New teachers will start at $40,000 and will have a minimum of three years, and up to five years, to move out of the first tier.  During that time, they will establish annual individual, team, and school goals.  They will receive additional compensation, up to a total of $10,000, for goals met.  Goals include student achievement and growth using the Colorado Department of Education growth model.  Theoretically, new teachers can earn up to $50,000 their first year out.

Tier 2 teachers represent the experienced teacher corps.  These teachers will also establish individual, team, and school goals.  They will receive pay based on goal achievement levels, with up to $20,000 on the table.

Tier 3 teachers will serve as teacher leaders.  This level continues the career pathway set by Tiers 1 and 2, focusing on additional value that leaders bring.  These teachers may work longer days or more days during the school year.  They will mentor, provide data analysis skill, do model teaching, and/or perform peer performance evaluation.  With an entry salary of $80,000, these teachers can earn up to an additional $20,000.  Ideally, this tier will offer teachers a chance to try out leadership roles that can prepare them for administration leadership positions.

Additional professional development

Compensation change isn’t the only purpose of the TIF grant.  The district will create professional development programs for both pilot and control schools.  Schools will also receive an additional half-time vice principal to help manage the grant.

Overall the grant, distributed over five years, encourages creativity and innovation to ensure that children in low-income areas receive the support and powerful teaching necessary for their success.

Program received with mixed results

The JCEA is now meeting with the 25 elementary and middle schools that meet the free and reduced lunch criteria.  High schools are currently excluded from the study because of their size.  Issues have arisen around teachers at the top end of the current salary structure.  Some salary adjusting in Tier 2 will have to occur to accommodate the transition.  Some teachers are eager for the opportunity; others see risks and are “wait and see.”

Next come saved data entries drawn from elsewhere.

PR #28489, opened 2021-04-02
fix: allow accessing file:// when web security is disabled

zcbenz:
#### Description of Change

Subresource `file://` requests should be explicitly allowed when web security is disabled, closes https://github.com/electron/electron/issues/23757.

This PR also rewrites webview web security tests, since they were passing even though `file://` requests were actually failing.

#### Checklist

- [x] `npm test` passes

#### Release Notes

Notes: Fix failing to request file:// resources when web security is disabled.

### DIFF
--- a/shell/browser/electron_browser_client.cc
+++ b/shell/browser/electron_browser_client.cc
@@ -1369,9 +1369,14 @@ void ElectronBrowserClient::RegisterNonNetworkSubresourceURLLoaderFactories(
   if (!render_process_host || !render_process_host->GetBrowserContext())
     return;
 
+  content::RenderFrameHost* frame_host =
+      content::RenderFrameHost::FromID(render_process_id, render_frame_id);
+  content::WebContents* web_contents =
+      content::WebContents::FromRenderFrameHost(frame_host);
+
   ProtocolRegistry::FromBrowserContext(render_process_host->GetBrowserContext())
       ->RegisterURLLoaderFactories(URLLoaderFactoryType::kDocumentSubResource,
-                                   factories);
+                                   factories, web_contents);
 
 #if BUILDFLAG(ENABLE_ELECTRON_EXTENSIONS)
   auto factory = extensions::CreateExtensionURLLoaderFactory(render_process_id,
@@ -1379,10 +1384,6 @@ void ElectronBrowserClient::RegisterNonNetworkSubresourceURLLoaderFactories(
   if (factory)
     factories->emplace(extensions::kExtensionScheme, std::move(factory));
 
-  content::RenderFrameHost* frame_host =
-      content::RenderFrameHost::FromID(render_process_id, render_frame_id);
-  content::WebContents* web_contents =
-      content::WebContents::FromRenderFrameHost(frame_host);
   if (!web_contents)
     return;
 
--- a/shell/browser/electron_browser_client.cc
+++ b/shell/browser/electron_browser_client.cc
@@ -1286,9 +1286,10 @@ void ElectronBrowserClient::RegisterNonNetworkNavigationURLLoaderFactories(
           context, ukm_source_id,
           false /* we don't support extensions::WebViewGuest */));
 #endif
+  // Always allow navigating to file:// URLs.
   auto* protocol_registry = ProtocolRegistry::FromBrowserContext(context);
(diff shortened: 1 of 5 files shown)


codebytere (approved):

shell/browser/protocol_registry.cc
```diff
@@ -72,11 +75,18 @@ void ProtocolRegistry::RegisterURLLoaderFactories(
     DCHECK(!base::Contains(*factories, url::kFileScheme));
     factories->emplace(url::kFileScheme, AsarURLLoaderFactory::Create());
   } else if (type == URLLoaderFactoryType::kDocumentSubResource) {
-    // Only support requesting file:// subresource URLs when Chromium does so,
-    // it is usually supported under file:// or about:blank documents.
+    // Only support requesting file:// subresource URLs when:
+    // 1. it is supported by Chromium browser, such as under file:// or
+    //    about:blank documents;
+    // 2. web security is turned off.
```
nornagon, line 81: this is (1) OR (2), right?
```suggestion
    // 1. it is supported by Chromium browser, such as under file:// or
    //    about:blank documents; or
    // 2. web security is turned off.
```

shell/browser/protocol_registry.h
```diff
@@ -27,7 +27,8 @@ class ProtocolRegistry {
 
   void RegisterURLLoaderFactories(
       URLLoaderFactoryType type,
-      content::ContentBrowserClient::NonNetworkURLLoaderFactoryMap* factories);
+      content::ContentBrowserClient::NonNetworkURLLoaderFactoryMap* factories,
+      content::WebContents* web_contents = nullptr);
```
nornagon, line 31: nit: I think we can [Law of Demeter](https://en.wikipedia.org/wiki/Law_of_Demeter) this a bit and just pass a bool for whether to allow file scheme access:

```suggestion
      bool allow_file_access = false);
```

& then move the WebPreferences logic into ElectronBrowserClient::RegisterNonNetworkSubresourceURLLoaderFactories

spec-main/chromium-spec.ts
```diff
@@ -287,6 +287,39 @@ describe('web security', () => {
...
+      return await w.webContents.executeJavaScript('loadFile()');
+    }
+
+    it('is forbidden when web security is enabled', async () => {
+      const w = new BrowserWindow({ show: false, webPreferences: { webSecurity: true } });
+      const result = await loadFile(w);
+      expect(result).to.equal('failed');
+    });
+
+    it('is forbidden when web security is disabled', async () => {
```
nornagon, line 316:
```suggestion
    it('is allowed when web security is disabled', async () => {
```

spec/webview-spec.js
```diff
@@ -321,27 +343,13 @@ describe('<webview> tag', function () {
 
   describe('disablewebsecurity attribute', () => {
     it('does not disable web security when not set', async () => {
-      const jqueryPath = path.join(__dirname, '/static/jquery-2.0.3.min.js');
```
nornagon, line 324: Can we delete jquery-2.0.3.min.js from our tests now?

zcbenz: There are still a few places using it, but I think we should be able to rework those places to remove this file.

nornagon (approved):

jtbandes:
It looks like this PR also fixed https://github.com/electron/electron/issues/28572! 🙌  Was that an intentional side-effect of this change? Would it make sense to add more tests to ensure the SharedWorker behavior specifically does not regress?

shell/browser/electron_browser_client.cc
```diff
@@ -1297,8 +1298,10 @@ void ElectronBrowserClient::
         NonNetworkURLLoaderFactoryMap* factories) {
   auto* protocol_registry =
       ProtocolRegistry::FromBrowserContext(browser_context);
-  protocol_registry->RegisterURLLoaderFactories(
-      URLLoaderFactoryType::kWorkerMainResource, factories);
+  // Workers are not allowed to request file:// URLs, there is no particular
+  // reason for it, and we could consider supporting it in future.
```
jtbandes, line 1302: This comment makes me wonder if the fix for SharedWorkers was unintentional 😛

Teachers’ union key to developing the plan

The Jefferson County Education Association was a critical player in developing the plan.  The union wants to take a lead role in figuring out how their professional compensation will look in the 21st century.  Kerrie Dallman, president of JCEA, said, “I am excited about this grant because it gives Jeffco teachers the opportunity to shape our profession now and in the future.  We know change is coming, and we want to help plan that change.”

Answering important core “reform” questions

Does teacher compensation affect teacher performance?  Does more focused professional development make the most difference for kids?    A related question is whether such a plan will attract a broader array of college students into the teaching profession if they can increase their income faster than in the current system.  JCEA wants to know if having a career path giving teachers more leadership opportunities will make a critical difference.

The five-year time frame may not be long enough to adequately test these premises, but much is at stake in the Jeffco study: new ways of thinking about compensation, professional development, career opportunities, new teacher training, and especially union-management collaboration.